[Stored data]
○ ○ ○ ○

PR #650, opened 2020-07-08
Using delegates instead of generic `Func`.

ramonsmits:
I don't like the `Func<T>` style public API's. This is an alternative based on delegates.


ramonsmits:
Reviewed with @bording which didn't see much value in it and he prefers the Func style generic API's. It is a matter of personal preference. I've also looked into the performance aspect of [Func vs delegates](https://stackoverflow.com/questions/43769065/func-vs-custom-delegate-performance) and did my own test. There is no speed difference between either on my system:

|           Method |     Mean |    Error |   StdDev |
|----------------- |---------:|---------:|---------:|
| CallWithDelegate | 25.60 ns | 0.458 ns | 0.470 ns |
|     CallWithFunc | 27.28 ns | 0.197 ns | 0.185 ns |

The deciding factor is how much value is this breaking API providing to our customer and that is no value except syntactic sugar which is why this is closed.

PR #665, opened 2020-08-24
Adjust to client changes embracing the new concurrency setting

danielmarbach:


src/NServiceBus.Transport.RabbitMQ/Connection/ConnectionFactory.cs
```diff
@@ -82,12 +83,14 @@ public ConnectionFactory(string endpointName, ConnectionConfiguration connection
...
 
-        public IConnection CreateConnection(string connectionName, bool automaticRecoveryEnabled = true)
+        public IConnection CreateConnection(string connectionName, bool automaticRecoveryEnabled = true, int consumerDispatchConcurrency = 1)
         {
             lock (lockObject)
             {
                 connectionFactory.AutomaticRecoveryEnabled = automaticRecoveryEnabled;
                 connectionFactory.ClientProperties["connected"] = DateTime.Now.ToString("G");
+                // it is OK to modify as long as we are under a lock
+                connectionFactory.ConsumerDispatchConcurrency = consumerDispatchConcurrency;
```
danielmarbach, line 93: I felt given there are assumptions that it is OK to modify the connection factory settings per connection creation and we already use a lock here I decided to just piggy back on this for now

src/NServiceBus.Transport.RabbitMQ/Receiving/MessagePump.cs
```diff
@@ -76,10 +73,9 @@ public Task Init(Func<MessageContext, Task> onMessage, Func<ErrorContext, Task<E
         public void Start(PushRuntimeSettings limitations)
         {
             maxConcurrency = limitations.MaxConcurrency;
-            semaphore = new SemaphoreSlim(limitations.MaxConcurrency, limitations.MaxConcurrency);
```
danielmarbach, line 79: Technically we could still use a semaphore but since the client now takes care of the concurrency I replaced it with a simple tracker for the shutdown aspects of the code

src/NServiceBus.Transport.RabbitMQ/Receiving/MessagePump.cs
```diff
@@ -63,8 +62,6 @@ public Task Init(Func<MessageContext, Task> onMessage, Func<ErrorContext, Task<E
 
             circuitBreaker = new MessagePumpConnectionFailedCircuitBreaker($"'{settings.InputQueue} MessagePump'", timeToWaitBeforeTriggeringCircuitBreaker, criticalError);
 
-            exclusiveScheduler = new ConcurrentExclusiveSchedulerPair().ExclusiveScheduler;
```
danielmarbach, line 66: See 

https://github.com/rabbitmq/rabbitmq-dotnet-client/pull/878#issuecomment-652609884

https://github.com/rabbitmq/rabbitmq-dotnet-client/pull/878/commits/77052546862e54df70819710f19431a9be0db71f

src/NServiceBus.Transport.RabbitMQ/Receiving/MessagePump.cs
```diff
@@ -153,10 +150,16 @@ void Connection_ConnectionShutdown(object sender, ShutdownEventArgs e)
...
         {
-            var eventRaisingThreadId = Thread.CurrentThread.ManagedThreadId;
+            if (messageProcessing.Token.IsCancellationRequested)
+            {
+                return;
+            }
+
+            Interlocked.Increment(ref numberOfExecutingReceives);
 
+            // technically we don't need this anymore
```
danielmarbach, line 162: Should I remove this one? Technically with the new concurrency code and the optimized buffer handling we don't require this. It is only here because core doesn't support readonly memory

src/NServiceBus.Transport.RabbitMQ/Receiving/MessagePump.cs
```diff
@@ -117,7 +113,7 @@ public async Task Stop()
             consumer.Received -= Consumer_Received;
             messageProcessing.Cancel();
 
-            while (semaphore.CurrentCount != maxConcurrency)
+            while (Volatile.Read(ref numberOfExecutingReceives) != maxConcurrency)
```
bording, line 116: Is `Volatile.Read` actually required here? I always have to go read up on volatile stuff to recall when it might be needed.

src/NServiceBus.Transport.RabbitMQ/Receiving/MessagePump.cs
bording: Yeah I think it makes sense to move this back into the `Process` method and remove `eventArgsCopy` since it isn't needed now.

src/NServiceBus.Transport.RabbitMQ/Receiving/MessagePump.cs
bording: Also, I don't think the logic for the condition is correct now. With the semaphore, `CurrentCount == maxConcurrency` means there are no messages being processed.

With the counter approach, we need to wait until it is 0, right?

danielmarbach: Yeah sorry I wasn't careful enough here and rushed things in between other stuff. Will fix. Sorry for that lousy change

danielmarbach: Have a look, what condition do you prefer? I currently have `> 0` because I felt it is a more safe value than `!= 0` but I might be overthinking it

src/NServiceBus.Transport.RabbitMQ/Connection/ConnectionFactory.cs
bording: Yeah this seems fine to do here. Not sure it needs the comment since we already have other things being modified inside the lock.

src/NServiceBus.Transport.RabbitMQ/Receiving/MessagePump.cs
```diff
@@ -30,14 +30,13 @@ sealed class MessagePump : IPushMessages, IDisposable
         PushSettings settings;
         CriticalError criticalError;
         MessagePumpConnectionFailedCircuitBreaker circuitBreaker;
-        TaskScheduler exclusiveScheduler;
 
         // Start
         int maxConcurrency;
-        SemaphoreSlim semaphore;
+        long numberOfExecutingReceives;
```
bording, line 36: Hmm, I think I like `numberOfMessagesBeingProcessed` better

src/NServiceBus.Transport.RabbitMQ/Receiving/MessagePump.cs
```diff
@@ -117,7 +113,7 @@ public async Task Stop()
             consumer.Received -= Consumer_Received;
             messageProcessing.Cancel();
 
-            while (semaphore.CurrentCount != maxConcurrency)
+            while (Interlocked.Read(ref numberOfExecutingReceives) > 0)
```
bording, line 116: This condition seems fine. It shouldn't be possible for it to be less than zero, but if it was somehow we'd still want to skip the loop.

src/NServiceBus.Transport.RabbitMQ/Receiving/MessagePump.cs
```diff
@@ -260,7 +217,7 @@ async Task Process(BasicDeliverEventArgs message, byte[] messageBody)
                         var contextBag = new ContextBag();
                         contextBag.Set(message);
 
-                        var messageContext = new MessageContext(messageId, headers, messageBody ?? Array.Empty<byte>(), transportTransaction, tokenSource, contextBag);
+                        var messageContext = new MessageContext(messageId, headers, message.Body.ToArray() ?? Array.Empty<byte>(), transportTransaction, tokenSource, contextBag);
```
bording, line 220: Do we want to recreate the array every time? Seems like we could do this once earlier in the method and then reuse the result.

danielmarbach: What if a mutator changes the byte array during the execution and then if the execution fails those changes would leak into the error pipeline or potentially worse the FLRs right?

src/NServiceBus.Transport.RabbitMQ/Receiving/MessagePump.cs
danielmarbach: Happy to do the change. Will also remove the comment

○ ○ ○ ○

(PROBLEM): Number of lines above containing "generic": give it, with no other text.

(YOUR SOLUTION): 2